Analysis: Biden’s early foreign policy decisions exhibit restraint and quick deliberation.
President Biden, faced with a decision about how to punish Saudi Arabia for its role in the assassination of a dissident journalist, gathered top national security officials in the Oval Office and pushed them at length about their recommended response. Then he sided with a majority of advisers who argued against the most severe action — a direct sanction of Crown Prince Mohammed bin Salman, who American intelligence agencies say approved the killing.

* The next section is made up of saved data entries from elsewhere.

PR #1597, opened 2017-08-16
Initial update for 1708 changes.

lleonard-msft:


Lauragra:
Hey Lance,
Is there a reason why we’re changing relative links to hard-coded URLs in the Intune content? There was a separate thread about this, the hard-coded URLs cause problems for loc because they include the language identifiers (“en-us”). As a best practice, we should have relative links. There’s a longer story that I can loop you in on….

Thanks,
Laura

lleonard-msft:
@Lauragra - The links have been updated in the new commit.  Please verify.

lleonard-msft:
#sign-off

That same week, Mr. Biden approved relatively modest airstrikes in retaliation against Iranian-backed militias who had attacked an American outpost in Iraq. This week, he matched modest European sanctions on Russia for its poisoning and jailing of Aleksei A. Navalny, the opposition politician, leaving room for what are expected to be harsher moves this month against Russian President Vladimir V. Putin.
And, to avoid being surprised, Mr. Biden is beginning to rein in the military’s freedom to use drone strikes outside of war zones.
The Biden foreign policy that emerges from these early weeks is one of restraint, caution and fast-paced deliberation. Decisions come more quickly than they did in the Obama administration, when Mr. Biden, as vice president, complained about the endless meetings.
Early evidence suggests that his judgments come with a harder edge than they did when he was one of many voices in the Situation Room, as indicated by Mr. Biden’s decision to cut off the American weapons that allowed the Saudis to prosecute the war in Yemen. It was President Barack Obama who first turned on that weapons spigot.
To Mr. Biden’s supporters, it is all a triumph of rationality. To his critics, Mr. Biden’s first few weeks on the world stage are a lost opportunity to penalize a murderous leader, end drone strikes altogether or flip the switch quickly to get back into the Iran nuclear deal.